The Life and Death of Col. Blimp made me feel like a character from "Itma". I go - I come back! - I like it - I don't like it ! First then, comes the ha'pence of praise before the kicks of criticism.

     It is the best Technicolor yet turned out by any British film. Michael Powell and Emeric Pressburger have done a good job of work, and Hollywood will have to look to its laurels if this goes on. Many of the shots had the quality of beautiful paintings, one, particularly, of a cafe in Berlin, might have come from the brush of Renoir. It was full of sparkling light and gay atmosphere.

     It is excellent entertainment, despite its long-drawn-out story of the Colonel's indiscretion in Berlin as a young officer fresh from the Boer war, right down through the trench warfare in the last war to his War Office appointment in this war. Roger Livesey's performance, as Blimp, is as good, and better, than anything we have seen on the screen for a long time. It can, without exaggeration, be called a classic piece of acting, on either stage or screen. No-one could have been better, and everyone concerned owes him gratitude, for if he had been a flop no Technicolor, nor patriotic intentions could have saved the piece. Anton Walbrook, too, was excellent as an Uhlan officer. It was not his fault, but that of the author of the story, when he turned into a refugee intellectual at the end of the film, and cluttered up the place with long meanderings. Deborah Kerr as the three women in the Colonel's life knocks spots off all the glamour girls that ever came from Hollywood. It would have to be a bad film, indeed, that obscured her shining brilliance and her sure knowledge of what she is doing. She has been an asset to the British screen ever since she stepped on to her first set.

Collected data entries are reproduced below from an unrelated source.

PR #1899, opened 2021-04-05
Add definedness conditions to simplification rules in domains.md

### LINKED ISSUE #2487: Audit simplification rules in the frontend
Some of the simplification rules we have added to the frontend are not valid because they have missing definedness conditions. In general, the `ensures` clause of the rule should be used to ensure that the left-hand side of the simplification rule is defined. We should audit all the simplification rules in `domains.md` to find any other problems.

I suspect that `simplification` rules with partial functions should never have anonymous variables, but we will have to see if that holds for the other rules. If possible, we should come up with a check that the backend can perform to warn users when they may have written unsound simplification rules.

andreiburdusa:
Fixes https://github.com/kframework/kore/issues/2487


k-distribution/include/kframework/builtin/domains.md
```diff
@@ -419,15 +419,15 @@ module MAP-KORE-SYMBOLIC [kore,symbolic]
   rule #Ceil(@M:Map [@K:KItem]) => {(@K in_keys(@M)) #Equals true} #And #Ceil(@M) #And #Ceil(@K) [anywhere, simplification]
 
   // Symbolic update
-  rule (K |-> _ M:Map) [ K <- V ] => (K |-> V M) [simplification]
+  rule (K |-> _ M:Map) [ K <- V ] => (K |-> V M) ensures notBool (K in_keys(M)) [simplification]
```
ehildenb: Is this not already implied by `K |-> _ M` being a well-defined map?

ttuegel (changes requested):
These `ensures` clauses are redundant because these simplification rules already preserve `#Bottom`. Let's add comments at each rule explaining why the `ensures` is not needed.

ttuegel (changes requested):
Please _remove_ the `ensures` clauses and leave a comment explaining that _adding_ them would be redundant.

ttuegel (approved):

dwightguth (approved):

PR #1900, opened 2021-04-06
Remove un-needed rule

MirceaS:
The rule `rule .Bytes => String2Bytes("")` is causing some problems when validating kore definitions in the Haskell backend as the resulting pattern doesn't follow the format that we impose on function rules. We suggest removing this rule as it doesn't currently serve a purpose from what we can tell.


MirceaS:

     Now for the kicks. It is too long, and I don't care if it did cost twenty-five million pounds (or something like that), that's nothing to do with the point. A short film costing tuppence might knock it sideways. It is too long, moreover, because no-one decided exactly what they wanted to say with it! I don't know now, and I have thought about it hard, whether the point was that Old Blimp was a jolly good sort and ought to have been given a good job in this war, or that he was a feeble old buffer but SWEET, and good enough for the Home Guard. After all, the H.G. is not a dustbin. Or even whether David Low needs counteracting, and we can now realise that Old Blimp is a DAMN GOOD SORT and feudal England not so bad. Or Tories are really gentlemen and sound at bottom! You can pay your money and take your choice. And all that is a grave fault in a propaganda picture, which is what "Blimp" is, or supposed to be.

     Worth seeing, though, if only those advertising blokes would stop screaming their heads off -"All entertainment will be judged by it", they sob hysterically, till we long to choke them or determine NEVER to see it.